## Goal of the exercise
Tally the lines of the records below that include the word "Removing", and write down only that tally.

## Material for the task
PR #2217, opened 2017-03-28
Bitcoin 0.12 chainparams cleanups

str4d:

- bitcoin/bitcoin#6222
- bitcoin/bitcoin#6381
- bitcoin/bitcoin#6473
- bitcoin/bitcoin#6242

Part of #2074.


str4d:
Summary of reviews:

PR | @daira | @bitcartel | Will include
--- | --- | --- | ---
bitcoin/bitcoin#6222 | | |
bitcoin/bitcoin#6381 | | |
bitcoin/bitcoin#6473 | | |
bitcoin/bitcoin#6242 | | |

str4d:

nathan-at-least:
Removing from 1.0.9.

src/chainparams.cpp
```diff
@@ -219,14 +247,19 @@ class CTestNetParams : public CMainParams {
         vAlertPubKey = ParseHex("044e7a1553392325c871c5ace5d6ad73501c66f4c185d6b0453cf45dec5a1322e705c672ac1a27ef7cdaf588c10effdf50ed5f95f85f2f54a5f6159fca394ed0c6");
         nDefaultPort = 18233;
```
daira: Don't we need ``nMaxTipAge`` here?

src/chainparams.cpp
```diff
@@ -329,13 +368,21 @@ class CRegTestParams : public CTestNetParams {
...
         fTestnetToBeDeprecatedFieldRPC = false;
 
-        checkpointData = (Checkpoints::CCheckpointData){
+        checkpointData = (CCheckpointData){
             boost::assign::map_list_of
             ( 0, uint256S("0f9188f13cb7b2c71f2a335e3a4fc328bf5beb436012afca590b1a11466e2206")),
             0,
             0,
             0
         };
```
daira: Document that the prefixes below are the same as testnet.

src/chainparams.cpp
```diff
@@ -19,6 +19,52 @@ using namespace std;
...
+
+static CBlock CreateGenesisBlock(const char* pszTimestamp, CScript genesisOutputScript, uint32_t nTime=1477641360, uint256 nNonce=MAINNET_GENESIS_NONCE, std::vector<unsigned char> nSolution=MAINNET_GENESIS_SOLUTION, uint32_t nBits=0x1f07ffff, int32_t nVersion=4, const CAmount& genesisReward=0)
```
daira: Oh I see, the defaults are deleted in a later commit. Never mind then.

src/chainparams.cpp
```diff
@@ -337,10 +349,11 @@ class CRegTestParams : public CTestNetParams {
         BOOST_STATIC_ASSERT(equihash_parameters_acceptable(N, K));
```
str4d: Upstream did not do so (then again, they did remove alert keys later), and I don't see any benefit of using the same alert key for testnet and regtest. Removing that usage doesn't break any tests, and testing that would be better done with a dedicated (and hard-coded) alert private key.

str4d:
Rebased to address @daira's comments (squashed into f59328fc11356d5667fbad4a5c8bb8e1877ebd1b).

bitcartel:
Error when building:
```
/home/username/projects/zcash/depends/x86_64-unknown-linux-gnu/share/../include/boost/tuple/detail/tuple_basic.hpp:230:1: note:   ‘boost::tuples::get’
 get(const cons<HT, TT>& c) {
 ^
chainparams.cpp:459:39: error: expected primary-expression before ‘>’ token
     CScriptID scriptID = get<CScriptID>(address.Get()); // Get() returns a boost variant
                                       ^
Makefile:2704: recipe for target 'libbitcoin_common_a-chainparams.o' failed
```

str4d:
@bitcartel error fixed.

str4d:
Rebased to fix merge conflicts.

src/chainparams.cpp
```diff
@@ -15,10 +15,51 @@
...
-
 #include "chainparamsseeds.h"
 
+static CBlock CreateGenesisBlock(const char* pszTimestamp, const CScript& genesisOutputScript, uint32_t nTime, const uint256& nNonce, const std::vector<unsigned char>& nSolution, uint32_t nBits, int32_t nVersion, const CAmount& genesisReward)
+{
+    CMutableTransaction txNew;
+    txNew.nVersion = 1;
+    txNew.vin.resize(1);
+    txNew.vout.resize(1);
+    txNew.vin[0].scriptSig = CScript() << 520617983 << CScriptNum(4) << std::vector<unsigned char>((const unsigned char*)pszTimestamp, (const unsigned char*)pszTimestamp + strlen(pszTimestamp));
```
per-gron: IME it is usually considered bad style to use C-style casts in C++. They look less dangerous than they actually are. `reinterpret_cast` stands out more and is easier to grep for.

src/test/Checkpoints_tests.cpp
```diff
@@ -22,7 +22,7 @@ BOOST_FIXTURE_TEST_SUITE(Checkpoints_tests, BasicTestingSetup)
 /*
 BOOST_AUTO_TEST_CASE(sanity)
 {
-    const Checkpoints::CCheckpointData& checkpoints = Params(CBaseChainParams::MAIN).Checkpoints();
+    const CCheckpointData& checkpoints = Params(CBaseChainParams::MAIN).Checkpoints();
```
per-gron: Nits:

1) Instead of updating this file, just remove it. Checkpoints "have been removed for now" for 2 years.
2) Making checkpoints a reference is safe (the lifetime of the temporary is extended) but relying on that is weird and making this a value would have zero cost and make the code clearer.

str4d:
Leaving this in 1.0.14 for now, but it is low-priority and will be bumped to 1.0.15 if needed.

str4d:
Bumped to 1.0.15.

src/test/Checkpoints_tests.cpp
str4d: This test is removed entirely upstream in https://github.com/bitcoin/bitcoin/pull/9053, so I'm +0 on whether we fix this test to run as-is (it was commented out before launch, when we had no checkpoints, but could trivially be re-enabled now), or remove it.

src/chainparams.h
```diff
@@ -24,6 +23,14 @@ struct SeedSpec6 {
     uint16_t port;
 };
 
+typedef std::map<int, uint256> MapCheckpoints;
+
+struct CCheckpointData {
+    MapCheckpoints mapCheckpoints;
+    int64_t nTimeLastCheckpoint;
+    int64_t nTransactionsLastCheckpoint;
+    double fTransactionsPerDay;
```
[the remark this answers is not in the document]
str4d: ACK on the suggestion, but I'm going to defer it to a subsequent PR, because this code is later altered upstream by https://github.com/bitcoin/bitcoin/pull/9472, so doing this afterwards means we can easily push that patch upstream too.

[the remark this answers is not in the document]
bitcartel: Would be nice to initialize.  Upstream don't initialize in the subsequent change so any initialization changes then will still impact potential future backports.

src/chainparams.cpp
bitcartel: Would be nice, although looking at our repo and upstream, `reinterpret_cast` is only really used by leveldb, almost no usage outside of that subsystem.

src/chainparams.h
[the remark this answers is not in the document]
str4d: Hmm, it turns out that [due to a restriction added in C++11](https://stackoverflow.com/a/39344592) (and removed in C++14, presumably because it annoyed everyone), this does not work. Specifically, if we add default member initializers, we can't use aggregate initialization. The latter is important for readability of `chainparams.cpp`, so I am now NACK on this while we are on C++11.

str4d:
Pushed a commit to use `reinterpret_cast`.

bitcartel:
Hmm, could you rollback the commit for `reinterpret_cast`?  It should be safe since `pszTimeStamp` is a `const char *` but maybe there is some edge case on a different platform?  If we had time could study / investigate more.  See discussion and answers here: https://stackoverflow.com/questions/573294/when-to-use-reinterpret-cast (and for reference http://en.cppreference.com/w/cpp/language/reinterpret_cast )

str4d:
@bitcartel done.

per-gron:
About the `reinterpret_cast` vs C-style cast. You can of course keep it for now, I think it is probably not dangerous. But: The SO link you linked to does not compare C-style casts vs `reinterpret_cast`, it compares `reinterpret_cast` vs `static_cast`.

If you are worried about `reinterpret_cast` then you should be even more worried by a C-style cast. See https://anteru.net/blog/2007/12/18/200/ C-style casts are *always* as dangerous `reinterpret_cast`, but they can also do things that even `reinterpret_cast` wouldn't, and are less predictable.

`reinterpret_cast` is good because it at least shows you that something fishy is going on. C-style casts look innocent but they can do very bad things. As the link above points out, the behavior of a C-style cast can even change in subsequent modifications of some remote header file if the type becomes a forward declaration or becomes fully declared. C-style casts are never needed in C++ and are considered bad style (I have never seen anyone recommend their use, in fact in all code bases I have worked on they have been completely banned), see for example the [Google C++ style guide](https://google.github.io/styleguide/cppguide.html#Casting).

bitcartel:
Hi @per-gron that link is very helpful.  As you say, it seems that "do nothing" is a reasonable choice for now.  However the code base is littered with C-style casts so cleaning it all up, using static_cast where possible, would take some time.  Would you be able to file a ticket about this?  (I was going to copy and paste your comments).  Thanks.

per-gron:
Filed #2879

str4d:
Test failaure is because the viewing key prefixes have been added to `chainparams.cpp` in master, and while that didn't cause a merge conflict, it means that regtest mode didn't have them set when this PR was merged in. I'll rebase on master and add them.

str4d:
Straight rebase on master with no changes to the old commits, and then a single-line addition in the new commit.

@zkbot r+ 40ebf08ff82684e23f87ec43cfdfdf8375fb25c5

str4d:
Transient failure in `zkey_import_export` RPC test again.

@zkbot retry

str4d:
And another transient failure in the `zkey_import_export` RPC test. Gonna try and fix this now.

str4d:
Firing off another merge attempt in the meantime.

@zkbot retry

str4d:
Transient failure fixed in #2892, I'll merge this again once that is merged.

str4d:
@zkbot retry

## Answer section
2